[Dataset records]
============

PR #12367, opened 2019-01-09
use che.ls.jdt.version = 0.0.3-SNAPSHOT (DO...

nickboldt:
use che.ls.jdt.version = 0.0.3-SNAPSHOT (DO NOT MERGE until https://ci.codenvycorp.com/job/che-ls-jdt-ci-master/ is green w/ all tests passing)

Change-Id: Ifb6e3446160d014da5945f78c9ec3762f42033b2
Signed-off-by: nickboldt <nboldt@redhat.com>

### DIFF
--- a/pom.xml
+++ b/pom.xml
@@ -52,7 +52,7 @@
         <che.dashboard.version>6.17.0-SNAPSHOT</che.dashboard.version>
         <che.docs.version>6.17.0-SNAPSHOT</che.docs.version>
         <che.lib.version>6.17.0-SNAPSHOT</che.lib.version>
-        <che.ls.jdt.version>0.0.2</che.ls.jdt.version>
+        <che.ls.jdt.version>0.0.3-SNAPSHOT</che.ls.jdt.version>
         <che.version>6.17.0-SNAPSHOT</che.version>
         <specification.version>1.0-beta2</specification.version>
     </properties>


riuvshin (changes requested):
we should always use TAG of che-ls-jdt, since it is separate project with own release cycle

nickboldt:
well, if we don't use the snapshot version, I can still build Che & CRW using 0.0.3-snapshot version here: https://codeready-workspaces-jenkins.rhev-ci-vms.eng.rdu2.redhat.com/view/CRW_CI/view/Pipelines/job/crw_master/148/consoleFull (thanks to the magic of sed patching) :D

riuvshin:
@nickboldt why do you need che-ls-jdt SNAPSHOT?
normally CHE should never use snapshot version unless you are developing che-ls-jdt and want to test locally changes.
Think of it as just a 3rd party dependency, like testng
you don't want to use snapshot of testng because it may broke your application, so you always want to use tested tag.

tsmaeder:
@riuvshin because we cannot build che-ls-jdt 0.0.2 anymore, due to the fact that jdt.ls does not have a stable target platform. @nickboldt  rebuilds anything he can in his build process (for his own good reasons), so now his build is borked. Anyway, che now depends on che-ls-jdt 0.0.3-SNAPSHOT, so we can close this one.

Issue #12242, opened 2018-12-20
[Metric] Number of failed workspace startup


ibuziuk:
**Description**
Add Prometheus metrics that will show us a number of failed workspace startup

PR #12368, opened 2019-01-09
Add workspace failure count metric.

metlos:
### What does this PR do?

Reports the number of failed workspaces as a prometheus metric.
The metric is reported separately for each status in which a workspace can fail.

This is an excerpt from the raw output of the `/metric` prometheus endpoint:
```
# HELP che_workspace_failure_total The count of failed workspaces
# TYPE che_workspace_failure_total counter
che_workspace_failure_total{area="workspace",while="STARTING",} 1.0
che_workspace_failure_total{area="workspace",while="RUNNING",} 0.0
che_workspace_failure_total{area="workspace",while="STOPPING",} 0.0
```

the `while` tag signifies the status in which the workspace was when it failed.

#12242 

#### Release Notes
* https://github.com/eclipse/che-docs/pull/658

### DIFF
--- a/wsmaster/che-core-api-metrics/pom.xml
+++ b/wsmaster/che-core-api-metrics/pom.xml
@@ -41,10 +41,6 @@
         </dependency>
         <dependency>
             <groupId>org.eclipse.che.core</groupId>
-            <artifactId>che-core-api-dto</artifactId>
-        </dependency>
-        <dependency>
-            <groupId>org.eclipse.che.core</groupId>
             <artifactId>che-core-api-model</artifactId>
         </dependency>
         <dependency>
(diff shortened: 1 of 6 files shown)


wsmaster/che-core-api-metrics/pom.xml
```diff
@@ -39,6 +39,10 @@
             <groupId>org.eclipse.che.core</groupId>
             <artifactId>che-core-api-core</artifactId>
         </dependency>
+        <dependency>
+            <groupId>org.eclipse.che.core</groupId>
+            <artifactId>che-core-api-dto</artifactId>
```
sleshchenko: I guess it should have `test` scope. To check it - please execute `mvn clean install -DskipTests` and maven dependency plugin will test the right scope.

sleshchenko (approved):
LGTM

Please take a look my inline comment

wsmaster/che-core-api-metrics/pom.xml
metlos: Good point, it should be in the test scope! maven dependency plugin doesn't complain though in either case...

mshaposhnik (approved):

skabashnyuk (approved):

PR #12375, opened 2019-01-10
CHE-12329 Rework the way of retrieving editor provider by file-type

### LINKED ISSUE #12329: Regexp for pom.xml not working in LanguageServerConfig
### Description

The issue emerged between 6.15 (it's ok in 6.15) and 6.16.

In Bayesian language server config, the following regexp is used. However, Language Server isn't initialized when pom.xml is opened. LS is inited for package.json and requirements.txt though.

```
      public Map<String, String> getLanguageRegexes() {
        return ImmutableMap.<String, String>builder()
            .put(BayesianLanguageServerModule.TXT_LANGUAGE_ID, ".*requirements\\.txt")
            .put(JsonModule.LANGUAGE_ID, ".*package\\.json")
                // todo revert back to pom.xml when 
            .put("pom", ".*pom\\.xml")
            .build();
      }
```

Interestingly, `".*\\.xml"` works fine, however, in this case LS is initialized for all .xml files.

vinokurig:
### What does this PR do?
Fixes bug when a maven file-type (without linked editor provider) is registered and another file type for `pom.xml` files (with linked editor provider) is registered as well, but when the `pom.xml` file is opened default editor provider is returned. The fix iterates registered editor providers if the the default provider is registered for the found file type.

fixes #12329 

#### Release Notes

N/A

#### Docs PR

N/A

### DIFF
--- a/ide/che-core-ide-app/src/main/java/org/eclipse/che/ide/editor/EditorAgentImpl.java
+++ b/ide/che-core-ide-app/src/main/java/org/eclipse/che/ide/editor/EditorAgentImpl.java
@@ -308,9 +308,9 @@ public class EditorAgentImpl
       VirtualFile file, EditorPartStack editorPartStackConsumer, OpenEditorCallback callback) {
 
     addToOpeningFilesList(file.getLocation(), editorPartStackConsumer);
-    Set<FileType> fileTypesByFileName = getFileTypesByFileName(file.getName());
+    Set<FileType> fileTypesByFile = getFileTypesByFile(file);
     Optional<FileType> registeredFileType =
-        fileTypesByFileName
+        fileTypesByFile
             .stream()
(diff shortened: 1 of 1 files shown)


RomanNikitenko (changes requested):
What about recovery editor state after refreshing page for example?
I guess we have the same problem for this case and the corresponding logic is placed in the same file.
So may be we should apply the same fix for this case.
WDYT?

RomanNikitenko (approved):

vinokurig:
@RomanNikitenko Agree, added changes

vinokurig:
ci-test

dkulieshov (approved):

eivantsov:
Are we good to merge this one?

vinokurig:
I think we need to check the selenium tests report @musienko-maxim

vinokurig:
ci-test

vinokurig:
ci-test

musienko-maxim (approved):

============

• What is needed
Write the records out again so that each one matches the original exactly.

• Solution to this task
PR #12367, opened 2019-01-09
use che.ls.jdt.version = 0.0.3-SNAPSHOT (DO...

nickboldt:
use che.ls.jdt.version = 0.0.3-SNAPSHOT (DO NOT MERGE until https://ci.codenvycorp.com/job/che-ls-jdt-ci-master/ is green w/ all tests passing)

Change-Id: Ifb6e3446160d014da5945f78c9ec3762f42033b2
Signed-off-by: nickboldt <nboldt@redhat.com>

### DIFF
--- a/pom.xml
+++ b/pom.xml
@@ -52,7 +52,7 @@
         <che.dashboard.version>6.17.0-SNAPSHOT</che.dashboard.version>
         <che.docs.version>6.17.0-SNAPSHOT</che.docs.version>
         <che.lib.version>6.17.0-SNAPSHOT</che.lib.version>
-        <che.ls.jdt.version>0.0.2</che.ls.jdt.version>
+        <che.ls.jdt.version>0.0.3-SNAPSHOT</che.ls.jdt.version>
         <che.version>6.17.0-SNAPSHOT</che.version>
         <specification.version>1.0-beta2</specification.version>
     </properties>


riuvshin (changes requested):
we should always use TAG of che-ls-jdt, since it is separate project with own release cycle

nickboldt:
well, if we don't use the snapshot version, I can still build Che & CRW using 0.0.3-snapshot version here: https://codeready-workspaces-jenkins.rhev-ci-vms.eng.rdu2.redhat.com/view/CRW_CI/view/Pipelines/job/crw_master/148/consoleFull (thanks to the magic of sed patching) :D

riuvshin:
@nickboldt why do you need che-ls-jdt SNAPSHOT?
normally CHE should never use snapshot version unless you are developing che-ls-jdt and want to test locally changes.
Think of it as just a 3rd party dependency, like testng
you don't want to use snapshot of testng because it may broke your application, so you always want to use tested tag.

tsmaeder:
@riuvshin because we cannot build che-ls-jdt 0.0.2 anymore, due to the fact that jdt.ls does not have a stable target platform. @nickboldt  rebuilds anything he can in his build process (for his own good reasons), so now his build is borked. Anyway, che now depends on che-ls-jdt 0.0.3-SNAPSHOT, so we can close this one.

Issue #12242, opened 2018-12-20
[Metric] Number of failed workspace startup


ibuziuk:
**Description**
Add Prometheus metrics that will show us a number of failed workspace startup

PR #12368, opened 2019-01-09
Add workspace failure count metric.

metlos:
### What does this PR do?

Reports the number of failed workspaces as a prometheus metric.
The metric is reported separately for each status in which a workspace can fail.

This is an excerpt from the raw output of the `/metric` prometheus endpoint:
```
# HELP che_workspace_failure_total The count of failed workspaces
# TYPE che_workspace_failure_total counter
che_workspace_failure_total{area="workspace",while="STARTING",} 1.0
che_workspace_failure_total{area="workspace",while="RUNNING",} 0.0
che_workspace_failure_total{area="workspace",while="STOPPING",} 0.0
```

the `while` tag signifies the status in which the workspace was when it failed.

#12242 

#### Release Notes
* https://github.com/eclipse/che-docs/pull/658

### DIFF
--- a/wsmaster/che-core-api-metrics/pom.xml
+++ b/wsmaster/che-core-api-metrics/pom.xml
@@ -41,10 +41,6 @@
         </dependency>
         <dependency>
             <groupId>org.eclipse.che.core</groupId>
-            <artifactId>che-core-api-dto</artifactId>
-        </dependency>
-        <dependency>
-            <groupId>org.eclipse.che.core</groupId>
             <artifactId>che-core-api-model</artifactId>
         </dependency>
         <dependency>
(diff shortened: 1 of 6 files shown)


wsmaster/che-core-api-metrics/pom.xml
```diff
@@ -39,6 +39,10 @@
             <groupId>org.eclipse.che.core</groupId>
             <artifactId>che-core-api-core</artifactId>
         </dependency>
+        <dependency>
+            <groupId>org.eclipse.che.core</groupId>
+            <artifactId>che-core-api-dto</artifactId>
```
sleshchenko: I guess it should have `test` scope. To check it - please execute `mvn clean install -DskipTests` and maven dependency plugin will test the right scope.

sleshchenko (approved):
LGTM

Please take a look my inline comment

wsmaster/che-core-api-metrics/pom.xml
metlos: Good point, it should be in the test scope! maven dependency plugin doesn't complain though in either case...

mshaposhnik (approved):

skabashnyuk (approved):

PR #12375, opened 2019-01-10
CHE-12329 Rework the way of retrieving editor provider by file-type

### LINKED ISSUE #12329: Regexp for pom.xml not working in LanguageServerConfig
### Description

The issue emerged between 6.15 (it's ok in 6.15) and 6.16.

In Bayesian language server config, the following regexp is used. However, Language Server isn't initialized when pom.xml is opened. LS is inited for package.json and requirements.txt though.

```
      public Map<String, String> getLanguageRegexes() {
        return ImmutableMap.<String, String>builder()
            .put(BayesianLanguageServerModule.TXT_LANGUAGE_ID, ".*requirements\\.txt")
            .put(JsonModule.LANGUAGE_ID, ".*package\\.json")
                // todo revert back to pom.xml when 
            .put("pom", ".*pom\\.xml")
            .build();
      }
```

Interestingly, `".*\\.xml"` works fine, however, in this case LS is initialized for all .xml files.

vinokurig:
### What does this PR do?
Fixes bug when a maven file-type (without linked editor provider) is registered and another file type for `pom.xml` files (with linked editor provider) is registered as well, but when the `pom.xml` file is opened default editor provider is returned. The fix iterates registered editor providers if the the default provider is registered for the found file type.

fixes #12329 

#### Release Notes

N/A

#### Docs PR

N/A

### DIFF
--- a/ide/che-core-ide-app/src/main/java/org/eclipse/che/ide/editor/EditorAgentImpl.java
+++ b/ide/che-core-ide-app/src/main/java/org/eclipse/che/ide/editor/EditorAgentImpl.java
@@ -308,9 +308,9 @@ public class EditorAgentImpl
       VirtualFile file, EditorPartStack editorPartStackConsumer, OpenEditorCallback callback) {
 
     addToOpeningFilesList(file.getLocation(), editorPartStackConsumer);
-    Set<FileType> fileTypesByFileName = getFileTypesByFileName(file.getName());
+    Set<FileType> fileTypesByFile = getFileTypesByFile(file);
     Optional<FileType> registeredFileType =
-        fileTypesByFileName
+        fileTypesByFile
             .stream()
(diff shortened: 1 of 1 files shown)


RomanNikitenko (changes requested):
What about recovery editor state after refreshing page for example?
I guess we have the same problem for this case and the corresponding logic is placed in the same file.
So may be we should apply the same fix for this case.
WDYT?

RomanNikitenko (approved):

vinokurig:
@RomanNikitenko Agree, added changes

vinokurig:
ci-test

dkulieshov (approved):

eivantsov:
Are we good to merge this one?

vinokurig:
I think we need to check the selenium tests report @musienko-maxim

vinokurig:
ci-test

vinokurig:
ci-test

musienko-maxim (approved):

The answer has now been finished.